Exercise instructions: Check every line of the material below for the string "quick". State how many lines have it.

=== Section Start ===

Issue #22, opened 2019-05-14
investigate granularity of exceptions required for subprocesses as well as CmdStan return codes - are they useful?


mitzimorris:
#### Summary:
Reviewer comments on PR https://github.com/stan-dev/cmdstanpy/pull/21 raise several good points - 

> If return codes from CmdStan are semantic (1 -> unable to initialize, 2 -> max iters w/o convergence, …), they would be best translated to specific exceptions. If they aren't, a RuntimeException would be appropriate, with a separate method for returning stderr lines. Return an error msg full of retcodes here isn't going to be particularly valuable.

and:

> It's sometimes useful to use an API specific Exception subclass to ensure you don't catch things you shouldn't be catching. Python mostly gets this right for you, e.g. you won't catch a KeyboardInterrupt, but if there are other exceptions that should bubble up to the user, it may be preferable to catch a more specific set of exceptiosn e.g. OSError, subprocess.CalledProcessError.

Breaking this out into an issue to be addressed in its own PR.

#### Additional Information:
Provide any additional information here.

seantalts:
Hey, I'm not sure if this issue covers this, but the error messages from CmdStan are swallowed:
```
start chain 1.  
finish chain 1.  
Traceback (most recent call last):
  File "silly.py", line 34, in <module>
    chains=1)
  File "silly.py", line 10, in wrapper
    res = f(*args, **kwargs)
  File "/usr/local/lib/python3.7/site-packages/cmdstanpy/cmds.py", line 165, in sample
    raise Exception(msg)
Exception: Error during sampling, chain 0 returned error code 70
```
This happens any time something goes wrong from CmdStan, in this case I just passed in data that was the wrong shape. Should I make a new issue?

maedoc:
@seantalts this is a problem for me as well.  There doesn't seem to be a way to retrieve the `StanFit` object, where the stderr is being stored, which is a local variable in the `sample` method, when the exception is raised.  A workaround could be to catch the exception and go back a few frames to dig out the local vars, but ideally the stderr should be easy to see, especially in interactive usage.

One way to keep the API as it is, would be to avoid blocking in the `sample` method, and just return the fit object with the chains running.  When any call on the `StanFit` API requires results, block until CSV files are validated.  This would allow the user to check progress on the fit object as well.  If there are errors, the user can query the fit object for what you've called the console files to see what's up.

seantalts:
That seems nice!

mitzimorris:
[...]

PR #75, opened 2019-07-15
Don't raise exceptions on retcodes != 0

wsuchy:
#### Submission Checklist

- [x] Run unit tests

#### Summary
Unfortunately Stan's exit code different than 0 doesn't mean no result. I am checking for empty file instead to throw an exception.

#### Copyright and Licensing

- Salesforce

### DIFF
--- a/cmdstanpy/model.py
+++ b/cmdstanpy/model.py
@@ -261,7 +261,7 @@ class Model(object):
                 msg = '{} Got returned error code {}'.format(
                     msg, stanfit._retcode(dummy_chain_id)
                 )
-            raise Exception(msg)
+            print(msg)
         stanfit._validate_csv_files()
         return stanfit
 
@@ -486,7 +486,7 @@ class Model(object):
                     msg = '{}, chain {} returned error code {}'.format(
                         msg, i, stanfit._retcode(i)
                     )
-            raise Exception(msg)
+            print(msg)
         stanfit._validate_csv_files()
         return stanfit
 
--- a/cmdstanpy/utils.py
+++ b/cmdstanpy/utils.py
@@ -179,6 +179,8 @@ def scan_stan_csv(path: str, is_optimizing: bool = False) -> Dict:
     """Process stan_csv file line by line."""
     dict = {}
     lineno = 0
+    if not os.path.getsize(path):
+        raise RuntimeError("Error! Stan result file is empty")
     with open(path, 'r') as fp:
         lineno = scan_config(fp, dict, lineno)
         lineno = scan_column_names(fp, dict, lineno)
--- a/test/test_model.py
+++ b/test/test_model.py
@@ -239,8 +239,10 @@ class SampleTest(unittest.TestCase):
         bern_model = Model(stan_file=stan, exe_file=exe)
         bern_model.compile()
 
-        with self.assertRaisesRegex(Exception, 'Error during sampling'):
-            bern_fit = bern_model.sample(chains=4,
+        with self.assertRaisesRegex(
+                Exception, 'Error! Stan result file is empty'
+        ):
+            _ = bern_model.sample(chains=4,
                                          cores=2,
                                          seed=12345,
                                          sampling_iters=100)


maedoc:
I understand the why, but this is a slippery slope of trying to interpret failure modes of CmdStan, not to mention coordinating across different interfaces.  It'd be waaay cleaner to push CmdStan to have clearer exit codes.

wsuchy:
@maedoc I would love to see CmdStan returning clearer codes, especially some of them being related to *real* errors (e.g no output available) and some of them just reporting math problems, yet this might take ages for them to fix, and we need to get this working in order to replace pystan in fbprophet (https://github.com/facebook/prophet/issues/1045)

maedoc:
Yeah, again, I get why.   Still, I wouldn't trust a result that *is* found in a file when the exit code isn't 0. I think this needs some input from a core Stan devs.

bob-carpenter:
> I would love to see CmdStan returning clearer codes, especially some of them being related to real errors (e.g no output available) and some of them just reporting math problems, yet this might take ages for them to fix

It's pretty simple C++ code in CmdStan.  I don't think anyone will be opposed to clarifying return codes, so all we need is a clear design in an issue and it should be straightforward to implement.

bob-carpenter:
>  Stan's exit code different than 0 doesn't mean no result

There isn't even doc in our manual about what to expect in the way of return codes.  I filed an [issue with CmdStan to fix the return codes](https://github.com/stan-dev/cmdstan/issues/715).  I'll do a quick survey of the existing C++ to see what's being returned now.  I'm open to suggestions for behavior.  I haven't thought at all about embedding CmdStan in a service, so your input would be greatly appreciated.

yamamotoseiji:
Is there an intermediate compromise that we can arrive at to get cmdstanpy in a better place and work in the changes to cmdstan incrementally?

mitzimorris:
did a quick read  through CmdStan file `command.hpp` and the stan::services methods.
the file `stan/src/stan/services/error_codes.hpp` defines the set of return codes,

for optimization,  return code `70`  indicates that optimization terminated with an error -
as @maedoc said, in that case, the answer cannot be trusted - the optimizer would have
run not found the approximate solution to the function.  
so you're correct - "exit code different than 0 doesn't mean no result" - exit code 70 means invalid result.

the sampler might return non-zero return code is `78` , which means that CmdStan's crazy-ass
argument parser routine can't figure out what to do or has been given conflicting config.
CmdStanPy does its own checking of the config, precisely to avoid CmdStan's command line argument config error messages - but we've probably missed stuff - in this case, the sampler could output csv headers, but there would be no sample.

@wsuchy does this help any?

cmdstanpy/model.py
```diff
@@ -261,7 +261,7 @@ def optimize(
                 msg = '{} Got returned error code {}'.format(
                     msg, stanfit._retcode(dummy_chain_id)
                 )
-            raise Exception(msg)
+            print(msg)
```
mitzimorris: I don't think just printing the message is sufficient - if the retcode is not 0, the csv files are junk and should be ignored - don't parse them.

cmdstanpy/model.py
```diff
@@ -486,7 +486,7 @@ def sample(
                     msg = '{}, chain {} returned error code {}'.format(
                         msg, i, stanfit._retcode(i)
                     )
-            raise Exception(msg)
+            print(msg)
```
mitzimorris: I don't think the csv files will parse if there's a non-zero ret code, so this is probably OK.

cmdstanpy/model.py
wsuchy: I've tested it out and in case of fbprophet when the exit code is 70 the csv file is still readable (just the content is not to be trusted). After all we check the csv content separately.
I will push the change where we raise exception if the exit code is != 0 and != 70

mitzimorris:
I'm not very familiar with the optimizer - found the following in the unit tests - do these strings show up in the csv file or are they sent to the console?

```
  EXPECT_TRUE(bfgs.get_code_string(0) == "Successful step completed");
  EXPECT_TRUE(bfgs.get_code_string(10) == "Convergence detected: absolute parameter change was below tolerance");
  EXPECT_TRUE(bfgs.get_code_string(20) == "Convergence detected: absolute change in objective function was below tolerance");
  EXPECT_TRUE(bfgs.get_code_string(21) == "Convergence detected: relative change in objective function was below tolerance");
  EXPECT_TRUE(bfgs.get_code_string(30) == "Convergence detected: gradient norm is below tolerance");
  EXPECT_TRUE(bfgs.get_code_string(31) == "Convergence detected: relative gradient magnitude is below tolerance");
  EXPECT_TRUE(bfgs.get_code_string(40) == "Maximum number of iterations hit, may not be at an optima");
  EXPECT_TRUE(bfgs.get_code_string(-1) == "Line search failed to achieve a sufficient decrease, no more progress can be made");
  EXPECT_TRUE(bfgs.get_code_string(42) == "Unknown termination code");
  EXPECT_TRUE(bfgs.get_code_string(32) == "Unknown termination code");
  EXPECT_TRUE(bfgs.get_code_string(23) == "Unknown termination code");
  EXPECT_TRUE(bfgs.get_code_string(94) == "Unknown termination code");
```

cmdstanpy/model.py
mitzimorris: sounds good!

maedoc:
> do these strings show up in the csv file or are they sent to the console?

They show up on stout and it's useful to check for some of them to see if a restart would help.

maedoc:
> I haven't thought at all about embedding CmdStan in a service, so your input would be greatly appreciated.

It'd be really nice to have return codes distinguish between the input errors (argument or data invalid) and algorithm failures (bfgs and advi especially). In the latter case, a restart can frequently help, and it's useful for the wrapper/service to use that to reschedule the chain.  I have HPC scripts grepping for specific messages  on stderr but an exit code would be easier.

mitzimorris:
> It'd be really nice to have return codes distinguish between the input errors (argument or data invalid) and algorithm failures (bfgs and advi especially). In the latter case, a restart can frequently help, and it's useful for the wrapper/service to use that to reschedule the chain. I have HPC scripts grepping for specific messages on stderr but an exit code would be easier.

Bob's writeup on the CmdStan issue: https://github.com/stan-dev/cmdstan/issues/715  is a clearer version of my comment above.

this is related to #22 - what kinds of exceptions should CmdStanPy be throwing?

wsuchy:
> I'm not very familiar with the optimizer - found the following in the unit tests - do these strings show up in the csv file or are they sent to the console?
> 
> ```
>   EXPECT_TRUE(bfgs.get_code_string(0) == "...");
...
> ```

Yes, I can see (at least some of) them in the console. The cvs output file is similar to the one with sampling minus metric section

wsuchy:
Currently the problem is in this line: https://github.com/stan-dev/stan/blob/develop/src/stan/services/optimize/lbfgs.hpp#L186 which is explained here: https://github.com/stan-dev/stan/blob/develop/src/stan/optimization/bfgs.hpp#L121
As you can see even a problem like `Maximum number of iterations hit , may not be at an optima` will cause the return code to be 70 and therefore cmdstanpy will throw an exception

mitzimorris:
anything with return code '70' is a run that finished, but the answer is invalid.

if we don't want to throw and exception, is there some way to indicate that the returned StanFit object is invalid so that Prophet can handle it gracefully?

this is also an issue with the sampler - when method `diagnose` reports divergences the sample is most likely invalid - even if only one parameter is problematic, it's a joint model and therefore the fit is invalid.

maedoc:
If the result of a subprocess is invalid, then raising an exception and providing a descriptive message is the least-surprising behavior here, and the client should be ready to catch that exception if they want to proceed with normal execution.

In the specific case of optimization though, eg scipy's optimizers don't raise exceptions when they terminate due to max iterations. It may make sense to not raise on this specific condition even if others (non finite lp) should still raise.

mitzimorris:
totally agree with all of @maedoc's points.   to properly address them will require changes not just to CmdStan but also to the Stan services - I will file more issues and see how many of them I can address on the CmdStan side.

in the meantime,  how about the following:

- allow non-zero return codes (everywhere)

- add StanFit method `validate_optimize` which checks the console logs.  it can return either a boolean or an enum if we need finer distinctions for the ways in which things are invalid.

wsuchy:
I am not a big fan of exceptions to begin with. To me the program should throw it when something _exceptional_ happens that can't be predicted like lack of disk space, out of memory, etc. 
Form the other hand throwing exceptions just because model + given data can't be optimized isn't anything special, it is just fully deterministic behavior and the user will have to wrap the call in try..catch block just because the optimizer might not find a perfect solution.

Imagine something simpler, you've got a program to finding roots for a polynomial and you give it the input that doesn't have roots in real numbers (say 3x^2+2x+5 =0) - I wouldn't expect my program to be interrupted just because of that, rather, I would expect to return None and give me some explanation. The same should happen when the roots aren't exactly matching (but rounded). 
In many modern languages people don't use exceptions anymore in the favor of union type of Error and Success (Haskell, Scala, Kotlin, etc),  even numpy gives you result when dividing by 0!

Now, my proposition is the optimize function would return a tuple of `(bool, str)` where first argument is true iff exit code is 0, and second will be populated from the last console output. Later on, when cmdstan normalizes exit codes we could replace it with enum.

maedoc:
Sounds like you're using the wrong language then! Python, NumPy, Scipy etc use exceptions all over the place.

Optimization isn't deterministic in CmdStan unless you provide the initial values for the parameters, which is why restarting can be useful.

wsuchy:
> Sounds like you're using the wrong language then!

Not sure if that is an invective or not so will leave it without a comment.
> Python, NumPy, Scipy etc use exceptions all over the place.

Did I write they didn't use it? No, I wrote numpy doesn't throw even when you do division by 0 (unlike bare Python). Python mostly throws exceptions when param type is wrong - this is how they deal with dynamic types. 
Language is just a tool - you can write both good and bad code in any language.

> Optimization isn't deterministic in CmdStan unless you provide the initial values for the parameters, which is why restarting can be useful.

This is exactly what is fbprophet doing, they provide init params.

How throwing exceptions benefits over returning a value? What is the benefit of having stack trace in optimization problem?

maedoc:
Yep I was +1 for not raising for optimization to follow Scipy behavior.  I think @mitzimorris suggestion is a good compromise.

mitzimorris:
> Now, my proposition is the optimize function would return a tuple of (bool, str) where first argument is true iff exit code is 0, and second will be populated from the last console output. Later on, when cmdstan normalizes exit codes we could replace it with enum.

this sounds like an excellent plan!

wsuchy:
Good news, it turns out that the return code 70 will occur rarer that I initially assumed. After detailed inspecting of the lbfgs optimizer code it looks like when there is at least one iteration the return code will in fact be 0. 
This means that we could keep the code like it is right now, I am closing the PR.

=== Section End ===

Your response: 2